### Prompt
Could you output all of the records below exactly as they appear?

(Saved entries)
PR #189, opened 2020-09-29
Split SPI writes incoming from SPI device before sending to SPI host

osenft:
```
----------------------
`make prtest` summary:
----------------------
git rev-parse HEAD
fc4966c9b69916ebdb0b64075a97f11094bdd3aa
git status
On branch split-spi-writes
Your branch is up to date with 'origin/split-spi-writes'.

```

### DIFF
--- a/shared-lib/spiutils/src/protocol/flash.rs
+++ b/shared-lib/spiutils/src/protocol/flash.rs
@@ -209,22 +209,32 @@ impl<'a> OpCode {
 
 const DUMMY_BYTE_VALUE: u8 = 0xff;
 
+/// Error used when address cannot be converted.
+pub struct AddressConversionError;
+
 /// Address in SPI flash protocol header
 pub trait Address: BeInt + Into::<u32> {
     /// Convert from a u32.
     /// Note: This will become redundant once types from `ux` crate implement
     /// `core::convert::TryFrom`.
-    fn try_from(val: u32) -> Result<Self, core::num::TryFromIntError>;
+    fn try_from(val: u32) -> Result<Self, AddressConversionError>;
 }
 
 impl Address for ux::u24 {
-    fn try_from(val: u32) -> Result<Self, core::num::TryFromIntError> {
-        Ok(ux::u24::new(val))
+    fn try_from(val: u32) -> Result<Self, AddressConversionError> {
+        // ux::[type]::new just assert!s that the val fits, which results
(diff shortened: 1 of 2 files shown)


shared-lib/spiutils/src/protocol/flash.rs
```diff
@@ -208,6 +209,26 @@ impl<'a> OpCode {
...
+pub trait Address: BeInt + Into::<u32> {
+    /// Convert from a u32.
+    /// Note: This will become redundant once types from `ux` crate implement
+    /// `core::convert::TryFrom`.
+    fn try_from(val: u32) -> Result<Self, core::num::TryFromIntError>;
+}
+
+impl Address for ux::u24 {
+    fn try_from(val: u32) -> Result<Self, core::num::TryFromIntError> {
+        Ok(ux::u24::new(val))
```
jrvanwhy: I would expect this to return an error if `val > u24::max_value()`. Does this need clarification or fixing?

shared-lib/spiutils/src/protocol/flash.rs
```diff
@@ -221,15 +242,23 @@ pub struct Header<AddrType> {
...
-        let mut address: Option<AddrType> = None;
-        if opcode.has_address() {
-            address = Some(r.read_be::<AddrType>()?);
-        }
+        let address =
+            if opcode.has_address() {
+                Some(r.read_be::<AddrType>()?)
+            } else {
+                None
+            };
```
jrvanwhy: This pattern can be written in 4 lines rather than 6 with `match`:

```
let address = match opcode.has_address() {
    true => Some(r.read_be::<AddrType>()?),
    false => None,
};
```

jrvanwhy (changes requested):

shared-lib/spiutils/src/protocol/flash.rs
osenft: Oh, that was a good call! On inspection, I found that ux::[type]::new just asserts that the value fits and panics if it doesn't. I replaced the TryFromIntError with a custom error since TryFromIntError cannot be instantiated from outside the crate that it's defined in.

shared-lib/spiutils/src/protocol/flash.rs
osenft: One day ... one day I'll learn Rust!

jrvanwhy (approved):

PR #190, opened 2020-11-18
SPI device on Papa board starts up in 3-byte address mode.

tjshep:
"make build localtests"  did run to completion with exit status zero.


tjshep:
@osenft

osenft (approved):

PR #193, opened 2021-02-10
Add some detail to Readme.md; Don't fail build when one of TANGO_CODESIGNER{,_KEY} is not set.

dann21:

Well, not sure that the Makefile change is a good idea -- see commit comment.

### Response to this task
PR #189, opened 2020-09-29
Split SPI writes incoming from SPI device before sending to SPI host

osenft:
```
----------------------
`make prtest` summary:
----------------------
git rev-parse HEAD
fc4966c9b69916ebdb0b64075a97f11094bdd3aa
git status
On branch split-spi-writes
Your branch is up to date with 'origin/split-spi-writes'.

```

### DIFF
--- a/shared-lib/spiutils/src/protocol/flash.rs
+++ b/shared-lib/spiutils/src/protocol/flash.rs
@@ -209,22 +209,32 @@ impl<'a> OpCode {
 
 const DUMMY_BYTE_VALUE: u8 = 0xff;
 
+/// Error used when address cannot be converted.
+pub struct AddressConversionError;
+
 /// Address in SPI flash protocol header
 pub trait Address: BeInt + Into::<u32> {
     /// Convert from a u32.
     /// Note: This will become redundant once types from `ux` crate implement
     /// `core::convert::TryFrom`.
-    fn try_from(val: u32) -> Result<Self, core::num::TryFromIntError>;
+    fn try_from(val: u32) -> Result<Self, AddressConversionError>;
 }
 
 impl Address for ux::u24 {
-    fn try_from(val: u32) -> Result<Self, core::num::TryFromIntError> {
-        Ok(ux::u24::new(val))
+    fn try_from(val: u32) -> Result<Self, AddressConversionError> {
+        // ux::[type]::new just assert!s that the val fits, which results
(diff shortened: 1 of 2 files shown)


shared-lib/spiutils/src/protocol/flash.rs
```diff
@@ -208,6 +209,26 @@ impl<'a> OpCode {
...
+pub trait Address: BeInt + Into::<u32> {
+    /// Convert from a u32.
+    /// Note: This will become redundant once types from `ux` crate implement
+    /// `core::convert::TryFrom`.
+    fn try_from(val: u32) -> Result<Self, core::num::TryFromIntError>;
+}
+
+impl Address for ux::u24 {
+    fn try_from(val: u32) -> Result<Self, core::num::TryFromIntError> {
+        Ok(ux::u24::new(val))
```
jrvanwhy: I would expect this to return an error if `val > u24::max_value()`. Does this need clarification or fixing?

shared-lib/spiutils/src/protocol/flash.rs
```diff
@@ -221,15 +242,23 @@ pub struct Header<AddrType> {
...
-        let mut address: Option<AddrType> = None;
-        if opcode.has_address() {
-            address = Some(r.read_be::<AddrType>()?);
-        }
+        let address =
+            if opcode.has_address() {
+                Some(r.read_be::<AddrType>()?)
+            } else {
+                None
+            };
```
jrvanwhy: This pattern can be written in 4 lines rather than 6 with `match`:

```
let address = match opcode.has_address() {
    true => Some(r.read_be::<AddrType>()?),
    false => None,
};
```

jrvanwhy (changes requested):

shared-lib/spiutils/src/protocol/flash.rs
osenft: Oh, that was a good call! On inspection, I found that ux::[type]::new just asserts that the value fits and panics if it doesn't. I replaced the TryFromIntError with a custom error since TryFromIntError cannot be instantiated from outside the crate that it's defined in.

shared-lib/spiutils/src/protocol/flash.rs
osenft: One day ... one day I'll learn Rust!

jrvanwhy (approved):

PR #190, opened 2020-11-18
SPI device on Papa board starts up in 3-byte address mode.

tjshep:
"make build localtests"  did run to completion with exit status zero.


tjshep:
@osenft

osenft (approved):

PR #193, opened 2021-02-10
Add some detail to Readme.md; Don't fail build when one of TANGO_CODESIGNER{,_KEY} is not set.

dann21:

Well, not sure that the Makefile change is a good idea -- see commit comment.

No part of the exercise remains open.